Insisting on the centrality of character (in literature no less than gaming) Ken Perlin responds to Victoria Vesna and Will Wright.
To Victoria Vesna
I completely agree that the literal translation of one medium to another is a recipe for disaster. After all, the few truly successful film adaptations of novels have not attempted to put the novel on the screen, but rather have used the language of film to tell an emotionally equivalent story. One example that comes to mind is Horton Foote's brilliant screenplay for Harper Lee's To Kill a Mockingbird. Unfortunately, examples are legion of films that have failed to capture the novel because they race through the plot, sacrificing those key moments of character that are the very anchors and soul of the original.

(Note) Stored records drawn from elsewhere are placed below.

PR #260, opened 2020-03-27
Add ability for artifact install to create directories

sbaxter-izo:
This PR adds the ability to create directories (and nested directories) to the `mender-artifact install` command, mimicking the `install` utility syntax:
`mender-artifact install -d <artifact>:/dirs/to/create`

Changelog: Title

Signed-off-by: Sam Baxter <sbaxter@izotope.com>

### DIFF
--- a/cli/mender-artifact/copy.go
+++ b/cli/mender-artifact/copy.go
@@ -171,7 +171,7 @@ func Install(c *cli.Context) (err error) {
 			vdir, err := virtualImage.OpenDir(comp, privateKey, c.Args().First())
 			defer wclose(vdir)
 			if err != nil {
-				return cli.NewExitError(fmt.Sprintf("%v", err), 1)
+				return cli.NewExitError(err, 1)
 			}
 
 			if err = vdir.Create(); err != nil {
--- a/cli/mender-artifact/copy.go
+++ b/cli/mender-artifact/copy.go
@@ -137,7 +137,7 @@ func Copy(c *cli.Context) (err error) {
 	return nil
 }
 
-// Install installs a file from the host filesystem onto either
+// Install installs a file from the host filesystem or directory onto either
 // a mender artifact, or an sdimg.
 func Install(c *cli.Context) (err error) {
 	comp, err := artifact.NewCompressorFromId(c.GlobalString("compression"))
@@ -161,11 +161,24 @@ func Install(c *cli.Context) (err error) {
 	}
 	switch parseCLIOptions(c) {
 	case copyin:
+		directory := c.Bool("directory")
 		var perm os.FileMode
-		if c.Int("mode") == 0 {
+		if c.Int("mode") == 0 && !directory {
 			return cli.NewExitError("File permissions needs to be set, if you are simply copying, the cp command should fit your needs", 1)
 		}
 		perm = os.FileMode(c.Int("mode"))
+		if directory {
+			vdir, err := virtualImage.OpenDir(comp, privateKey, c.Args().First())
+			defer wclose(vdir)
+			if err != nil {
+				return cli.NewExitError(fmt.Sprintf("%v", err), 1)
+			}
+
+			if err = vdir.Create(); err != nil {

The Chris Columbus film adaptation of the first Harry Potter novel is merely a recent and obvious example. I suspect that Steven Kloves, a screenwriter who has written screenplays for much better films than this, was not given much control on the project. For example, I was startled by the omission of something as fundamental as an emphasis on Ron Weasley's decision to stay at Hogwarts over Christmas, sacrificing Christmas with his own family to give Harry the first real Christmas he had ever had. There are many more such examples - omission of plot points that are key only because they define character. By eliding all these powerful and wonderful personal moments, while concentrating only on visual textures and other superficial aspects of the book, the film somehow achieves the feat of feeling like the best version so far of Invasion of the Body Snatchers. This was probably unintentional.
Similarly, the new and somewhat tenuous medium that I attempted to describe will certainly not succeed by transposing some existing game or novel or film on the terms of the original. Certainly, I have no issue at all with the early MUDs and MOOs. These rightly built their appeal on the interaction between players, as those players built worlds together. As Victoria Vesna points out, these succeeded on their own terms; by not trying to emulate traditional narrative, those experiences tapped into another sort of experience, extremely rich in its own way.
The main point on which I take issue with Vesna's response is her characterization of what I'm proposing as a sort of "hyper-realism." More accurately, I'm proposing a sort of "hyper-believability," as compared to the game genre in its current form. It would be wonderful to give audiences a way to buy into characters, to feel the illumination from some sort of inner life within those characters, in an interactive experience. I certainly agree with her point that the way the interactivity is designed will be key, although I would rather say that this is "necessary but not sufficient." Of course, in any genre, new or old, only three things ultimately matter in one's ability to reach an audience: content, content, and content.
To Will Wright
I take the thrust of Will Wright's response to be an objection to the idea that games should aspire to tell better stories. I would argue against the notion that the linear dramatic arc is the central scaffolding around which story is built. Rather, I would argue that media are defined by their limitations, and those limitations are what force artists to be creative in interesting ways. A linear dramatic arc is merely an artifact of a particular kind of genre limitation. It's not a bad limitation, but it is nonetheless a defining one.
I agree with the analogy to a garden. Intrinsic to the entire notion of interactivity is the concept of a space for exploration. But in addition, I would argue that the central purpose of most literature (not the only purpose, but the central purpose nonetheless) is exploration and explication of character. In this context, linear form is merely a tool, albeit a very useful one, imposed as a technical constraint that characterizes various linear media (film, novels, theater). If you separate out linearity from explication of character, you can still maintain the latter. But first you need a rich enough medium in which to do so. Clearly, playwrights and screenwriters rely on the abilities of actors, and make their own creative choices knowing that their work will be channeled and focused through those talents.
In contrast, in implementing The Sims, Will Wright quite properly used a certain degree of abstraction and fuzziness in his representation of characters, since he didn't have the option of interpretation by actors in the run-time engine, which allows the players to use their own imaginations to fill in appropriate details. This approach, as he points out, was nicely described by Scott McCloud in Understanding Comics. Yet, he is not doing this as a goal, but rather as a way of dealing with the limitations of the current state of a medium.
I am looking forward to (and working on) an interactive medium which contains virtual actors capable of greater fidelity in the direct representation of a character's mood, personality, and intentionality. I am also quite eager to see what Will Wright will do with such tools in The Sims III or IV. I suspect that he will find ways to use his non-linear botanical garden as a vehicle to allow people to explore character in new and fascinating ways.